Since the budget statement in November, a number of further details have been released. This week, we have a look at the tax implications for small business in Stockport.
1. Corporation Tax – Reduction
Corporation Tax rates that were previously announced were confirmed in the budget statement. 19% for three years from 1st April 2017, then 17% from 1st April 2020.
2. Corporate Capital Gains
Since 1998, there has been a difference in the way capital gains has been computed between companies and individuals or trusts.

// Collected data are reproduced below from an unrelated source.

PR #406, opened 2019-05-17
Support Goerli Infura provider in getNetworkClient

sprusr:
## Description

Does what it says! Since we're stuck on Ethers v3 for now, this borrows some `InfuraProvider` logic from v4 so that we can support connecting to the Goerli testnet.

### DIFF
--- a/packages/colony-js-client/src/getNetworkClient.js
+++ b/packages/colony-js-client/src/getNetworkClient.js
@@ -37,7 +37,7 @@ const getInfuraProvider = (network: string, infuraProjectId?: string) => {
 
   return new providers.JsonRpcProvider(
     `https://${host}/v3/${infuraProjectId || defaultInfuraProjectId}`,
-    network,
+    network === 'goerli' ? undefined : network,
   );
 };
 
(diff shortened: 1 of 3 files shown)


packages/colony-js-client/src/getNetworkClient.js
```diff
@@ -8,10 +8,47 @@ import { TrufflepigLoader } from '@colony/colony-js-contract-loader-http';
...
+    case 'kovan':
+      host = 'kovan.infura.io';
+      break;
+    default:
+      throw new Error(
+        `Could not get provider, unsupported network: ${network}`,
+      );
+  }
+
+  return new providers.JsonRpcProvider(
```
ryanchristo: This version of `JsonRpcProvider` does not accept `goerli` as a network. I think we can work around this by treating it like private network and doing something like:

```
  return new providers.JsonRpcProvider(
    `https://${host}/v3/${infuraProjectId || defaultInfuraProjectId}`,
    network === 'goerli' ? undefined : network,
  );
```

I was able to successfully test with the above solution.

PR #421, opened 2019-06-10
Upgrade for glider

sprusr:
## Description

This PR contains all the necessary changes to upgrade our support from `glider-rc.1` to `glider-rc.3`.

**New stuff** ✨

* Added the `ColonyRoleSet` event
* Added new ABIs to `NetworkLoader`, including old events
* Patch `lookupRegisteredENSDomain` for testnets (the contracts falsely return `.eth` domains when it should be `.test`) - see https://github.com/JoinColony/colonyNetwork/issues/645

**Changes** 🏗

* `ColonyRoleSet` is now set as what is emitted from role change methods - the old events remain in the client to allow for fetching old logs
* Docs types contract versions updated to `glider-rc.3`
* Better error for `DomainAuth` when user doesn't have permission
* Fix the `ContractClient` `getLogs` method to correctly format topic filters

**Deletions** ⚰️

* Removed Rinkeby deployments from the `NetworkLoader`, since we are no longer supporting these
* Removed unused networks from the `getNetworkClient` Infura providers

## TODO

- [x] Update `NetworkLoader`
- [x] Update docs types to `glider-rc.3` in `ColonyNetworkClient` (and other clients where necessary)
- [ ] ~Investigate handling of old logs when fetching new (proxy old events to new ones, something like that)~ Not urgent, maybe not needed
- [x] Fix log filters to work with Infura (is this still a problem?)


packages/colony-js-client/src/ColonyNetworkClient/callers/LookupRegisteredENSDomain.js
```diff
@@ -0,0 +1,28 @@
+/* @flow */
+
+import ContractClient from '@colony/colony-js-contract-client';
+
+export default class LookupRegisteredENSDomain extends ContractClient.Caller<
+  *,
```
thiagodelgado111: No defined types?

packages/colony-js-contract-client/src/classes/ContractClient.js
```diff
@@ -138,26 +140,39 @@ export default class ContractClient {
...
+    });
 
     // Combine any existing topics with the extra ones
     if (!topics.length) {
       topics.push(extraTopics);
     } else if (Array.isArray(topics[0])) {
       topics[0].push(...extraTopics);
     } else {
-      topics[0] = [...topics[0], ...extraTopics];
+      topics[0] = [topics[0], ...extraTopics];
```
thiagodelgado111: 👍

packages/colony-js-client/src/ColonyClient/index.js
```diff
@@ -89,6 +92,13 @@ type ColonyLabelRegistered = ContractClient.Event<{
 type ColonyRewardInverseSet = ContractClient.Event<{
   rewardInverse: BigNumber, // The reward inverse value that was set.
 }>;
+type ColonyRoleSet = ContractClient.Event<{
+  address: Address,
+  domainId: number,
+  role: ColonyRole,
+  setTo: boolean,
```
ryanchristo: Can we add comments for each parameter so that they have descriptions in the generated docs?

packages/colony-js-client/src/ColonyClient/index.js
```diff
@@ -51,10 +51,12 @@ type TaskRole = $Keys<typeof TASK_ROLES>;
 type TaskStatus = $Keys<typeof TASK_STATUSES>;
 type AnyAddress = string;
 
+// @note Deprecated in glider-rc.3, replaced with ColonyRoleSet
```
ryanchristo: Nice to have this note while we explore our options for versioning 👍

packages/colony-js-client/src/TokenClient/index.js
```diff
@@ -79,7 +79,7 @@ export default class TokenClient extends ContractClient {
       contract: 'Token.sol',
       // eslint-disable-next-line max-len
       contractPath: 'https://github.com/JoinColony/colonyToken/blob/59cf56f18c54c0bc749ddaa8b6d77ebfd0d0aaf4/contracts',
-      version: 'glider-rc.1',
+      version: 'glider-rc.3',
```
ryanchristo: All colonyToken hashes need to be updated to `8e5139586018fbaa53e9cf971e040b3ae2a4bb92`.

packages/colony-js-client/src/ColonyClient/senders/DomainAuth.js
```diff
@@ -183,7 +183,10 @@ export default class DomainAuth<
             ),
           );
 
-          const highestDomain = await this.getHighestDomain(permissionDomains);
+          const highestDomain = await this.getHighestDomain(
+            permissionDomains,
+            role,
+          );
```
ryanchristo: 👏

packages/colony-js-contract-client/src/classes/ContractClient.js
```diff
@@ -138,26 +140,39 @@ export default class ContractClient {
...
+   * events including that single topic, one of any of the array of topics, or
+   * any topic in that position respectively.
+   *
+   * - String: match only this topic in this position
+   * - Array: match any of these topics in this position
+   * - Null: match any topic in this position
+   *
+   * The returned logs will match these filters in each position. Trailing null
+   * values will require a topic in that position (e.g. [null, null] will only
+   * match logs with at least two topics).
```
ryanchristo: 👏

packages/colony-js-contract-client/src/classes/ContractClient.js
```diff
@@ -253,18 +268,22 @@ export default class ContractClient {
...
+      Object.assign(this.events, {
+        [eventName]: event,
+      });
+
+      Object.assign(this.eventSignatures, {
+        [event.interface.topics[0]]: event,
+      });
+    } catch (error) {
+      console.info(error);
+    }
```
ryanchristo: Can you add a comment at the top of this try-catch block? This will allow for the initializing of a client even if the events do not match the events in the ABI, correct?

packages/colony-js-contract-loader-network/src/NetworkLoader.js
```diff
@@ -8,36 +8,33 @@ import ContractLoader, {
 import type { RequiredContractProps } from '@colony/colony-js-contract-loader';
 
 const NETWORKS = {
-  RINKEBY: 'rinkeby',
```
ryanchristo: 👏

packages/colony-js-client/src/ColonyClient/index.js
ryanchristo: Can you add a note to `ColonyRoleSet` that it was intoduced in `glider-rc.3`?

packages/colony-js-client/src/TokenClient/index.js
sprusr: Argh dammit yeah, great spot 💯

packages/colony-js-contract-client/src/classes/ContractClient.js
sprusr: Does this make sense to you? It's a complicated thing and I felt like I didn't do a great job explaining it

packages/colony-js-client/src/ColonyNetworkClient/callers/LookupRegisteredENSDomain.js
sprusr: Pretty sure the `*` should cause it to infer the types that are defined for it in `ColonyNetworkClient`. And if not internally, they are at least externally correct for people using colonyJS.

packages/colony-js-contract-client/src/classes/ContractClient.js
sprusr: Yep sorry totally should have a comment. That's right though, it's kinda hacky I feel like but yeah need some way to work when the old events aren't in the ABI (loading locally basically).

packages/colony-js-contract-client/src/classes/ContractClient.js
ryanchristo: It's a bit tricky to explain but it makes sense. I had to do some refreshing on logs and events but this seems ok to me.

PR #422, opened 2019-06-14
Update network loader to support mainnet

ryanchristo:
## Description

This pull request updates the network loader to support mainnet. This pull request also updates the `getNetworkClient` method to support a `mainnet` option.

**Changes** 🏗

* Added `mainnet` contract address to both versions of the `EtherRouter` contract.
* Updated the network loader to load contracts by version only. We no longer need to load contracts by network because `goerli` and `mainnet` are identical and `rinkeby` is no longer supported.
* Updated the network loader tests to include tests for both `goerli` and `mainnet`.


packages/colony-js-client/src/getNetworkClient.js
```diff
@@ -14,7 +14,7 @@ export const defaultInfuraProjectId = '7d0d81d0919f4f05b9ab6634be01ee73';
 const getInfuraProvider = (network: string, infuraProjectId?: string) => {
   let host;
   switch (network) {
-    case 'homestead':
+    case 'mainnet':
```
sprusr: Is `homestead` what others use? I think it's best to go with the crowd here. Maybe we should allow either, and also possibly default to this?

packages/colony-js-contract-loader-network/contracts/versioned/v1/EtherRouter.json
```diff
@@ -132,6 +132,9 @@
   "networks": {
     "goerli": {
       "address": "0x79073fc2117dD054FCEdaCad1E7018C9CbE3ec0B"
+    },
+    "mainnet": {
```
sprusr: Same with this, `homestead` or `mainnet` - I don't know which is technically correct, or even if you could say one is more correct than the other.

packages/colony-js-client/src/getNetworkClient.js
ryanchristo: Yea, probably safe to allow both. I was not entirely sure myself.

packages/colony-js-contract-loader-network/contracts/versioned/v1/EtherRouter.json
ryanchristo: I will add both just to be safe. 👍

rdig: I use `homestead` in `purser`: https://github.com/JoinColony/purser/blob/master/modules/node_modules/%40colony/purser-core/defaults.js#L126

But in the `purser` context it's a bit irrelevant as I only address networks by `id` and not by name

PR #428, opened 2019-07-02
Don't set nonce values for MetaMask (`EthersWrappedWallet`)

JamesLefrere:
## Description

This PR adjusts the `sendTransaction` method of `EthersWrappedWallet` such that it doesn't set a nonce value; MetaMask prefers to handle this.


ryanchristo:
@JamesLefrere Don't forget to update the changelog next time. 😉

PR #498, opened 2022-12-22
Use go releaser to publish binaries on new tags

jesusvazquez:
This PR updates circle ci config to use goreleaser to publish binaries on github releases whenever a new tag is created.


.circleci/config.yml
```diff
@@ -1,4 +1,38 @@
...
+            tags:
+              only: /v[0-9]+(\.[0-9]+)*(-.*)*/
+      - github_binaries:
+          requires:
+            - test
+          filters:
+            branches:
+              ignore: /.*/
+            tags:
+              only: /v[0-9]+(\.[0-9]+)*(-.*)*/
```
jesusvazquez, line 34: Had to repeat the filtering in both jobs because there is no way to filter an entire workflow

.circleci/config.yml
```diff
@@ -96,21 +130,12 @@ jobs:
...
-            - package
+
+  github_binaries:
+      docker:
+        - image: cimg/go:1.18
+      steps:
+        - checkout
+        - run: curl -sfL https://goreleaser.com/static/run | bash
+        # For dry runs use the following and comment the above
+        # - run: curl -sfL https://goreleaser.com/static/run | bash -s -- --rm-dist --skip-publish --snapshot
```
jesusvazquez, line 141: Took me a few minutes to find out how to do a dry run so I think this comment adds value for future us if we run into any issue

.goreleaser.yml
```diff
@@ -0,0 +1,25 @@
...
+    main: ./cmd/carbon-relay-ng
+    binary: carbon-relay-ng
+    env:
+      - CGO_ENABLED=0
+    goos:
+      - linux
+      - windows
+      - darwin
+    goarch:
+      - amd64
```
jesusvazquez, line 12: amd64 only arch supported today because we ran into issues when compiling to arm due to our metrictank dependency

npazosmendez (approved):

PR #506, opened 2023-02-21
Deploy new packages when tag is added

fionaliao:
If you merge a new release into master and then add a new tag, the publish_release workflow fails ([example](https://app.circleci.com/pipelines/github/grafana/carbon-relay-ng/300/workflows/97c46183-8ee6-42a8-bcdb-2fc0201dc304/jobs/2779)). This is because packages aren't being deployed when a new tag is added. This PR adds the build/package/deploy steps to the publish_release workflow so correct packages are being deployed before the publish step.

Also fixed an [issue](https://app.circleci.com/pipelines/github/grafana/carbon-relay-ng/310/workflows/4b743e84-ea34-424c-9583-effcff1aba5a/jobs/2835) with packaging - after https://github.com/grafana/carbon-relay-ng/pull/479 the package step started failing because it was trying to build a binary before packaging it. The fix here was to make sure both the arm64/amd64 binaries are being created in the build step so the package step doesn't try to build a new binary.

### DIFF
--- a/.circleci/config.yml
+++ b/.circleci/config.yml
@@ -24,9 +24,39 @@ workflows:
               ignore: /.*/
             tags:
               only: /v[0-9]+(\.[0-9]+)*(-.*)*/
+      - build:
+          requires:
+            - test
+          filters:
+            branches:
+              ignore: /.*/
+            tags:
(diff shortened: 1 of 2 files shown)


jesusvazquez (approved):
LGTM, try adding arm arch to goreleaser as well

Relief is given to companies for the effect of inflation by means of “indexation allowance”, which adjusts the cost of an asset for the rise in the Retail Prices Index between acquisition and the disposal of the asset.
In the Autumn Budget, the Chancellor announced that he has decided to freeze this allowance with effect from January 2018. This means that companies will pay increasing amounts of corporation tax on gains realised after that date, as the benefit of the relief reduces.
Doing this is budgeted to bring in a substantial sum to the treasury – over half a billion pounds a year by the end of Parliament.
3. Research and Development
In an attempt to encourage further R&D investment, the rate of Research and Development Expenditure Credit will increase from 11% to 12% from 1st January 2018.
4. Capital Allowance on Cars
New cars that are classed as “low emission” cars can now attract 100% first year allowance. For expenditure from 1st April 2018, the CO2 emissions threshold for qualifying cars reduces to 50g/km. Good news for low emission car owners, however, for higher emission car owners the news is not the same. The threshold for “high emissions” also falls down to 11g/km.
High emission cars only qualify for reduced writing down allowances at 8% per annum in the “special rate pool” rather than the 18% rate of allowance that applies to general plant.
If your business is considering buying a car, it might be better to advance the purchase to enjoy the better treatment of expenditure before these changes take effect.
5. Enhanced Capital Allowances
The list of designated technologies that currently qualify for 100% relief on capital expenditure will be updated in the coming weeks. This is to increase the support of investment into energy saving plant and machinery.
As a way of addressing UK Tax avoidance, from multinational groups paying royalties on UK sales a withholding tax will be introduced from April 2019.
7. Business Rates
Previous Budgets have included measure to relieve the impact of business rates by £9.5billion over the life of this parliament. Further measures have been added, intended to support businesses affected by business rates increases with a total benefit of another £2.3 billion:
● Consumer Prices Index will be used to measure inflation instead of the Retail Prices Index. This is being brought forward to April 2018.
● Legislating retrospectively to reverse the effect of a Supreme Court judgement in a case in which two floors of an office building occupied by the same business had to be treated as separate properties for rating purposes.
● Continuing the discount for public houses with a rateable value up to £100,000, subject to restrictions for businesses with multiple properties.
● Increasing the frequency of revaluations by the Valuation Office from five years to three years after the next revaluation, which is scheduled for 2022.
Local government will be fully compensated for the loss of income as a result of these measures.